The mass scheduled for Sunday is the eighth since the church was restored and reopened for worship in 2010 after a 95-year hiatus. Every year, hundreds of visitors flock to Akdamar Island in the eastern province of Van for the service held in the first week of September. Yet, the pandemic forced authorities to limit attendance and boost preventative measures. Visitors will have their temperatures measured before they board boats to the island and will be required to wear masks and adhere to social distancing.

The Armenian church, also known as the Cathedral of the Holy Cross, Aghtamar and Surp Haç, was built between 915 and 921 by architect Bishop Manuel under the sponsorship of Gagik I Artsruni of the Kingdom of Vaspurakan. After the 1915 incidents during World War I when the Armenian community in the area was relocated, the church was abandoned. The building's restoration began in 2005 and opened as a museum two years later. The church is open to visitors as a museum while the Armenian Orthodox community is allowed to hold an annual religious service.
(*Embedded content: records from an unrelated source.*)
PR #9675, opened 2020-12-21
CB-10095 Subnet selection for public gateway endpoint

hreeve-cloudera:
Adds new logic to create a public load balancer to act as a public gateway to
the Knox endpoints in an otherwise private system. Logic will be triggered if
the "publicEndpointAccessGateway" flag in the environment request is set to
ENABLED, and the tenant has the new CDP_PUBLIC_ENDPOINT_ACCESS_GATEWAY
entitlement.

A list of subnets to use for the public LB can optionally be provided as part
of the environment creation request. If provided, any private subnets in the
list will be discarded, and a public subnet in the same AZ as the selected stack
subnet will be used. If the endpoint subnets aren't explicitly provided, the
subnets provided for environment creation are used instead. If public subnets in
the appropriate availability zones are not provided, creation will fail
immediately.

Tested with unit tests and by running CB locally with hardcoded API fields to
verify cloud resources were created and configured appropriately.


core/src/main/java/com/sequenceiq/cloudbreak/converter/v4/environment/network/EnvironmentBaseNetworkConverter.java
```diff
@@ -32,34 +34,37 @@ public Network convertToLegacyNetwork(EnvironmentNetworkResponse source, String
...
+                subnetsToParse = source.getSubnetMetas();
+            } else {
+                subnetsToParse = source.getGatewayEndpointSubnetMetas();
+            }
+            Map<String, CloudSubnet> publicSubnetMetas = subnetsToParse.entrySet().stream()
+                .filter(entry -> !entry.getValue().isPrivateSubnet())
+                .collect(Collectors.toMap(Map.Entry::getKey, Map.Entry::getValue));
+
+            Optional<CloudSubnet> endpointGatewayCloudSubnet = chooseSubnet(null,
+                publicSubnetMetas, selectedAZ, false);
```
enis, line 56: Should we still use the `selectedAZ` here? The selectedAZ can be coming from the network request, but the user maybe explicitly specifying the subnet to use for the endpoint gateway anyways if provided. I was thinking that the provided getGatewayEndpointSubnetMetas will always take precedence.

cloud-aws/src/main/java/com/sequenceiq/cloudbreak/cloud/aws/view/AwsNetworkView.java
```diff
@@ -55,6 +57,23 @@ public boolean isSubnetList() {
         return isSubnetList() ? List.of(getExistingSubnet().split(",")) : (isExistingSubnet() ? List.of(getExistingSubnet()) : List.of());
     }
 
+    private String getEndpointGatewaySubnet() {
+        return network.getStringParameter(ENDPOINT_GATEWAY_SUBNET_ID);
+    }
+
+    public boolean isEndpointGatewaySubnetSet() {
```
enis, line 64: Seeing the name of this function together with the one below, I was just confused why we are having a check for both a `Set` (as in HashSet) and a `List` check. It turns out it is a check for existence. 

Maybe we can merge the List vs non-list cases to simplify. If there is only 1 subnet, then it is a list of 1.

environment/src/main/java/com/sequenceiq/environment/environment/flow/creation/handler/NetworkCreationHandler.java
```diff
@@ -114,6 +126,50 @@ private void setChildEnvironmentNetworkIfItHasParentWithTheSameCloudProvider(Env
...
+            if (subnetMetas != null && !subnetMetas.isEmpty()) {
+                if (endpointGatewaySubnetMetas != null && !endpointGatewaySubnetMetas.isEmpty()) {
+                    LOGGER.debug("Verifying that provided endpoint gateway subnets share availability zones with provided environment subnets.");
+                    Set<String> subnetAZs = subnetMetas.values().stream()
+                        .map(CloudSubnet::getAvailabilityZone)
+                        .collect(Collectors.toSet());
+                    Set<String> endpointGatewaySubnetAZs = endpointGatewaySubnetMetas.values().stream()
+                        .map(CloudSubnet::getAvailabilityZone)
+                        .collect(Collectors.toSet());
+                    if (!subnetAZs.equals(endpointGatewaySubnetAZs)) {
```
enis, line 152: Should this check be a subset check rather than equals() check? We can have env with 3 subnets, but endpoint gateway with 1 subnet, no?

environment/src/main/java/com/sequenceiq/environment/environment/flow/creation/handler/NetworkCreationHandler.java
```diff
@@ -114,6 +126,50 @@ private void setChildEnvironmentNetworkIfItHasParentWithTheSameCloudProvider(Env
...
+                    LOGGER.debug("Verifying that public subnets in availability zones that match the private subnets were provided.");
+                    Set<String> privateAZs = subnetMetas.values().stream()
+                        .filter(CloudSubnet::isPrivateSubnet)
+                        .map(CloudSubnet::getAvailabilityZone)
+                        .collect(Collectors.toSet());
+                    Set<String> publicAZs = subnetMetas.values().stream()
+                        .filter(subnet -> !subnet.isPrivateSubnet())
+                        .map(CloudSubnet::getAvailabilityZone)
+                        .collect(Collectors.toSet());
+                    if (!privateAZs.equals(publicAZs)) {
```
enis, line 165: same here.

cloud-aws/src/main/java/com/sequenceiq/cloudbreak/cloud/aws/view/AwsNetworkView.java
hreeve-cloudera: I can rename the function to make it more clear. I don't really want to change the methods themselves because they were written following the same pattern as is used for the environment subnet list.

core/src/main/java/com/sequenceiq/cloudbreak/converter/v4/environment/network/EnvironmentBaseNetworkConverter.java
hreeve-cloudera: I'd argue against the getGatewayEndpointSubnetMetas taking precedence, since their use case is very limited vs. the private subnets which are used more widely. But we do need to include the selected AZ, because the private and public subnets needs to be in the same AZ for the load balancer to work.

Van Governor Mehmet Emin Bilmez told Anadolu Agency (AA) said that the religious service has drawn a large number of visitors in the past years, but only 25 people from Istanbul, where the majority of Turkey’s Armenian population lives, will be able to attend the event inside the church. “It will be broadcast live for the faithful, and no one else will be allowed on the island. We took measures to ensure social distancing and hygiene,” Bilmez said on Thursday.